Amphioxus GFP fluorescence at various pH values was evaluated using citric acid - sodium citrate (pH 3–5), sodium phosphate (pH 5–6), Tris-HCl - Tris-Base (pH 6–9) and glycine - NaOH (pH 9–12). Each sample consisted of concentrated GFP in a weakly buffered solution (~5 mM) diluted approximately 200-fold (to 50 nM final concentration) into 50 mM buffer at a given pH. The SpectraMax M2 plate reader with a 495 nm cut-off filter was used to record fluorescence emission at 508 (eGFP) and 516 (bfloGFPa1) upon excitation at 475 nm. Absorbance spectra of each sample were subsequently recorded and used as internal controls for calibration of protein concentrations.

Crystallization

bfloGFPc1 crystals were grown overnight by vapor diffusion at 4°C in 2.0 μL drops, consisting of 1 μL crystallization reservoir [28% (w/v) polyethylene glycol 8,000, 1 M NaCl, 100 mM HEPES-Na+ (pH 7.5)] and 1 μL protein solution [419 μM bfloGFPc1]. Diffraction data were collected at the Berkeley Advanced Light Source (ALS) synchrotron beamline 8.2.2 on a Quantum Q315 CCD detector. bfloGFPc1 crystallized in spacegroup C2, a = 158.76 Å, b = 130.46 Å, c = 106.33 Å, a = g = 90°, b = 128.39° with eight monomers in the asymmetric unit. Data were indexed, integrated and scaled to 1.95 Å with HKL200064. bfloGFPa1 crystals were grown overnight by vapor diffusion at 4°C in 2.0 μL drops, consisting of 1 μL crystallization reservoir [30% (w/v) polyethylene glycol 4,000, 3% (v/v) isopropanol, 100 mM citric acid – sodium citrate (pH 5.5)] and 1 μL protein solution [336 μM bfloGFPa1]. Diffraction data were collected at the ALS synchrotron beamline 8.2.1 on a Quantum Q315 CCD detector. GFPa1 crystallized in spacegroup C222(1), a = 59.25 Å, b = 125.57 Å, c = 106.46 Å, a = b = g = 90° with two monomers in the asymmetric unit. Data were indexed, integrated and scaled to 1.35 Å with HKL200064. Structure elucidation process is described in supplementary information.

Structure elucidation

Phase determination of bfloGFPc1 was accomplished via molecular replacement (MR) using the program Phaser65. The MR search model was a mixed model66 based on the structure of copepod GFP (2G3O). MR phases were used for manual model building of the bfloGFPc1 tertiary structure in Coot67. Iterative stages of building and refinement were carried out using Coot and CNS68, respectively. Refinement was completed imposing restrained non-crystallographic symmetry between the 8 GFP monomers. The final structure was evaluated with PROCHECK69. The bfloGFPc1 structure had 92.6% and 7.4% of residues in the most favored and allowed regions of the Ramachandran plot, respectively. The final structural coordinates and structure factors were deposited to the Protein Data Bank under PDB ID 3GJV.
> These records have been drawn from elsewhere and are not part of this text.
PR #487, opened 2025-07-24
feat(manage): add duration fields for hearing and inquiry prep sitting and reporting

RobBroadhead30:
## Describe your changes

update to hearing and inquiry durations from radio button to labels which accept numerical answers for prep, sitting and reporting fields and display under duration under manage case

hearing ticket - https://pins-ds.atlassian.net/browse/CROWN-500
inquiry ticket - https://pins-ds.atlassian.net/browse/CROWN-776

Screenshot 2025-07-24 122302

Screenshot 2025-07-24 122315

Screenshot 2025-07-24 122222

### DIFF
--- a/apps/manage/src/app/views/cases/view/question-utils.test.js
+++ b/apps/manage/src/app/views/cases/view/question-utils.test.js
@@ -64,5 +64,64 @@ describe('question-utils', () => {
 				assert.ok(question.url.startsWith(prefixHyphens));
 			}
 		});
+		it('should format user answer with formatPrefix and formatJoinString in duration', () => {
+			const prefix = 'hearing';
+			const questions = eventQuestions(prefix);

Phase determination of bfloGFPa1 was accomplished via molecular replacement (MR) using the program Phaser. The MR search model was the refined structure of bfloGFPc1. MR phases were used for manual model building of the bfloGFPa1 tertiary structure in Coot67. Iterative stages of building and refinement were carried out using Coot and CNS68, respectively. The final structure was evaluated with PROCHECK69. The bfloGFPa1 structure had 91.5% and 8.5% of residues in the most favored and allowed regions of the Ramachandran plot, respectively. The final structural coordinates and structure factors were deposited to the Protein Data Bank under PDB ID 3GIH.

Additional information

Crystal structures deposition Structures of bfloGFPa1 and bfloGFPc1 were deposited at the RCSB Protein data bank under “Crystal structure of amphioxus green fluorescent protein, GFPa1, andGFPc1”, with assigned RCSB IDcode rcsb061402 and rcsb061411, respectively.